WHAT YOU NEED TO DO: Repeat word for word every line of the data below, from the first through the line containing "--- a/pkg/loadbalancers/l4.go", and stop there.

RECORD SET:
►
PR #2708, opened 2024-10-24
Fix port range to port comparison for forwarding rules

TheBeeZee:


FelipeYepez:
Thanks for implementing the changes requested in the other PR.

PR #2709, opened 2024-10-25
ILB - if wrong subnet specified mark as user error

anyush:
If non-existent subnetwork for internal load balancer specified using `networking.gke.io/internal-load-balancer-subnet` annotation mark resulting error as user one

### DIFF
--- a/pkg/loadbalancers/l4.go
+++ b/pkg/loadbalancers/l4.go
@@ -677,11 +677,15 @@ func (l4 *L4) getServiceSubnetworkURL(options gce.ILBOptions) (string, error) {
 }
 
 func (l4 *L4) getSubnetworkURLByName(subnetName string) (string, error) {
-	subnetKey, err := l4.CreateKey(subnetName)
+	subnetwork, err := l4.cloud.GetSubnetwork(l4.cloud.Region(), subnetName)
 	if err != nil {
+		if utils.IsNotFoundError(err) {
+			return "", utils.NewInvalidSubnetConfigurationError(l4.cloud.ProjectID(), subnetName)
+		}
 		return "", err
 	}
-	return cloud.SelfLink(meta.VersionGA, l4.cloud.NetworkProjectID(), "subnetworks", subnetKey), nil
+
+	return subnetwork.SelfLink, nil
 }
 
 func (l4 *L4) hasAnnotation(annotationKey string) bool {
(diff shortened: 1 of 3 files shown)


pkg/loadbalancers/l4.go
```diff
@@ -377,6 +377,18 @@ func (l4 *L4) EnsureInternalLoadBalancer(nodeNames []string, svc *corev1.Service
...
+	if options.SubnetName != "" {
+		_, err := l4.cloud.GetSubnetwork(l4.cloud.Region(), options.SubnetName)
+		if utils.IsNotFoundError(err) {
+			err = utils.NewInvalidSubnetConfigurationError(l4.cloud.ProjectID(), options.SubnetName)
+		}
+		if err != nil {
+			result.Error = err
+			return result
+		}
+	}
```
08volt, line 390: Can we use the SelfLink from `GetSubnetwork` directly instead of building it on line 392?  

Maybe refactor `getServiceSubnetworkURL` to handle the check internally and use the SelfLink field of the object returned from the API call

pkg/loadbalancers/l4_test.go
```diff
@@ -1315,6 +1329,32 @@ func TestDualStackILBBadCustomSubnet(t *testing.T) {
 	}
 }
 
+func TestInternalLBBadCustomSubnet(t *testing.T) {
+	t.Parallel()
+	nodeNames := []string{"test-node-1"}
+
+	t.Run("Specifying non-existing subnetwork should return error marked as user one", func(t *testing.T) {
```
08volt, line 1336: Create test cases ( see test line  924 ) with description and options so it will be easy to add new test cases in the future.

options can be
description (string)
isError (bool)
isUserError (bool)
expectedError (string)

I would have two test cases, one with a 'good' subnetwork name and one with 'bad' subnetwork name.

pkg/loadbalancers/l4.go
anyush: @08volt moved to `getSubnetworkURLByName` where SelfLink built previously

pkg/loadbalancers/l4_test.go
anyush: @08volt done. Slightly different structure: this test checks only specific error, so instead of `isError`, `isUserError` and `expectedError` added just `existingSubnetwork` (if `true` - no errors should be, otherwise - the same one for all cases) + `subnetName`

08volt: looks good!

PR #2710, opened 2024-10-25
[Cherry-pick #2708 -> 1.31] Fix port range to port comparison for forwarding rules

TheBeeZee:


mmamczur:
can we make sure the name of the PR and comming message follow the pattern `[Cherry-pick #2708 -> 1.31]`

Other than that lgtm

but I'm not sure how we plan to release, @swetharepakula will we do any more releases from ingress-gce release-1.31 branch?

FelipeYepez:
This fixes an issue present in release-1.31 so we need to cherry pick this

mmamczur:
> This fixes an issue present in release-1.31 so we need to cherry pick this

but if we cut a new branch 1.32 and use that then 1.31 may not be needed anymore. ingress-gce 1.32 will be used in gke 1.31.

FelipeYepez:
I see, thanks.

TheBeeZee:
> can we make sure the name of the PR and comming message follow the pattern `[Cherry-pick #2708 -> 1.31]`
> 
> Other than that lgtm
> 
> but I'm not sure how we plan to release, @swetharepakula will we do any more releases from ingress-gce release-1.31 branch?

I have updated the description. I'm ok with either cherrypicking into 1.31 or releasing as 1.32, whichever is the proper solution.

PR #2722, opened 2024-10-30
Refactor AddressManager into pkg/address

TortillaZHawaii:
This change shrinks the size of the `pkg/loadbalancers` by moving address related utilities to another package.


mmamczur:
looks good, let's merge this after the freeze

PR #3163, opened 2026-07-10
Read multiple IP addresses from Forwarding Rule in Standalone NEG

JumiDeluxe:
support multiple IPs per ForwardingRule for Global NetLB integration

- Iterate over the plural `IPAddresses` array in `composite.ForwardingRule` to support Global NetLB  setups.
- Populate all extracted IPs into the Service `status.loadBalancer.ingress`.
- Maintain backward compatibility by falling back to singular `IPAddress` for legacy/Regional NetLB forwarding rules.


pkg/l4/address/manager.go
```diff
@@ -47,8 +47,9 @@ const (
 type IPVersion = string
 
 const (
-	IPv4Version IPVersion = "IPV4"
-	IPv6Version IPVersion = "IPV6"
+	UnknownVersion IPVersion = "UNKNOWN"
```
mmamczur: usually in k8s world the naming was IPFamily

we ould also follow that here, so it would be IPv4Family and so on
but that's not very important

mmamczur: oh I see this type was defined earlier, lets forget about this then

pkg/l4/controllers/standalonenegcontroller.go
◄
SOLUTION TO THIS EXERCISE:
PR #2708, opened 2024-10-24
Fix port range to port comparison for forwarding rules

TheBeeZee:


FelipeYepez:
Thanks for implementing the changes requested in the other PR.

PR #2709, opened 2024-10-25
ILB - if wrong subnet specified mark as user error

anyush:
If non-existent subnetwork for internal load balancer specified using `networking.gke.io/internal-load-balancer-subnet` annotation mark resulting error as user one

### DIFF
--- a/pkg/loadbalancers/l4.go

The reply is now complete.